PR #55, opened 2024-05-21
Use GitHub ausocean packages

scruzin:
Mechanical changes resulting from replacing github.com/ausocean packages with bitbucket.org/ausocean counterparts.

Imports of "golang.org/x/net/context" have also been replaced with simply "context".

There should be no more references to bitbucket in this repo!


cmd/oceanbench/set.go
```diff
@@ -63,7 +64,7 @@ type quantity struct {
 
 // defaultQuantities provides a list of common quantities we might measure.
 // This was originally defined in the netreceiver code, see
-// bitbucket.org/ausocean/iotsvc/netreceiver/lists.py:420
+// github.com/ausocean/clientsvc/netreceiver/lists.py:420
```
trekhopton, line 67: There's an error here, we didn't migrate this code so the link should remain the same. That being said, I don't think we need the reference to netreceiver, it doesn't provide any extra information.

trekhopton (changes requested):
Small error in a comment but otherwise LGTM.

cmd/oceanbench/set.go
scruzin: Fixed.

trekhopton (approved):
........
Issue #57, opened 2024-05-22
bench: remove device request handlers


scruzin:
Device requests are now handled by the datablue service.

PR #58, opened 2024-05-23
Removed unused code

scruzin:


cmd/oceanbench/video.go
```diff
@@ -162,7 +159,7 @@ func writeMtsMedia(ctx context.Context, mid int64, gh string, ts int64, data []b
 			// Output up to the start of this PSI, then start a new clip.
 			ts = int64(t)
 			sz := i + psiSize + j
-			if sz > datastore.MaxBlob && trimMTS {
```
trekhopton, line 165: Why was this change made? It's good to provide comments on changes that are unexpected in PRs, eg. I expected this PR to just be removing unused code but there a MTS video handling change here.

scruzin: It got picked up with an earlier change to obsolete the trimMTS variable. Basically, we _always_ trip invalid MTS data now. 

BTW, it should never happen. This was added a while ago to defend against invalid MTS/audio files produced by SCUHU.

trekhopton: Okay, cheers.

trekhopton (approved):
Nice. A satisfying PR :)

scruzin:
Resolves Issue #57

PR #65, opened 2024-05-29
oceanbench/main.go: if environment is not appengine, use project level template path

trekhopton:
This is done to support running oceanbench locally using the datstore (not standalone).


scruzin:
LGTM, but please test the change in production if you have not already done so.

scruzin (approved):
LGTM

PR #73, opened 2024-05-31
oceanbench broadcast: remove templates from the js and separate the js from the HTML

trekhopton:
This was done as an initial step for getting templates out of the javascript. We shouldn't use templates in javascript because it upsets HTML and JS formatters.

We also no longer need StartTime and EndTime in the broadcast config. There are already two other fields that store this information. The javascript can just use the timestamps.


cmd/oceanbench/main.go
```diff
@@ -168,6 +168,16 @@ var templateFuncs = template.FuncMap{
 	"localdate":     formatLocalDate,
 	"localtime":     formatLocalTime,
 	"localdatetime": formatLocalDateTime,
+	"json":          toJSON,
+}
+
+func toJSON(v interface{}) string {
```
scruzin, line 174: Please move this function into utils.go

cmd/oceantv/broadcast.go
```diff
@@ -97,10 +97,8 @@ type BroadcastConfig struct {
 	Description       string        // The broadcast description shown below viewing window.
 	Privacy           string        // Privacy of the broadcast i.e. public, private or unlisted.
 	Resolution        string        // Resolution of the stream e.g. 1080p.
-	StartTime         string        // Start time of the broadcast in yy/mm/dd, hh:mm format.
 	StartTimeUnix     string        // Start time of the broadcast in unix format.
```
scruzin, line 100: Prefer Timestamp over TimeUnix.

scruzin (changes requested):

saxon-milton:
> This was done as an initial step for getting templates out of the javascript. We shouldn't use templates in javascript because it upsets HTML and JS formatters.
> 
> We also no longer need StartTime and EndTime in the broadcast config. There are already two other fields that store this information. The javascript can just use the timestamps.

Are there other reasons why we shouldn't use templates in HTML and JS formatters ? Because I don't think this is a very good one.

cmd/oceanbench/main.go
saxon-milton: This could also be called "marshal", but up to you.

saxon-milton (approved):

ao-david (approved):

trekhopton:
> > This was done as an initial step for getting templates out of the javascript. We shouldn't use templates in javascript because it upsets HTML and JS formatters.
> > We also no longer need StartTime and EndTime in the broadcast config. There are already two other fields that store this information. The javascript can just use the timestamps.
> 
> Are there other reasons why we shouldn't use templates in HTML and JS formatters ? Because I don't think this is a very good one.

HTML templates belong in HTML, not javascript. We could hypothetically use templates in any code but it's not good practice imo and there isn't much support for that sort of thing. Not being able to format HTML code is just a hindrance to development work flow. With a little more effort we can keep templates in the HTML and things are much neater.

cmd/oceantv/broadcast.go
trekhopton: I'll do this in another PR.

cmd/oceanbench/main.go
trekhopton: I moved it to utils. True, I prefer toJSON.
........
▶ Required work
Work through the records line by line and tally those holding "invalid". Reply with the number alone.

▶ Result of this exercise
2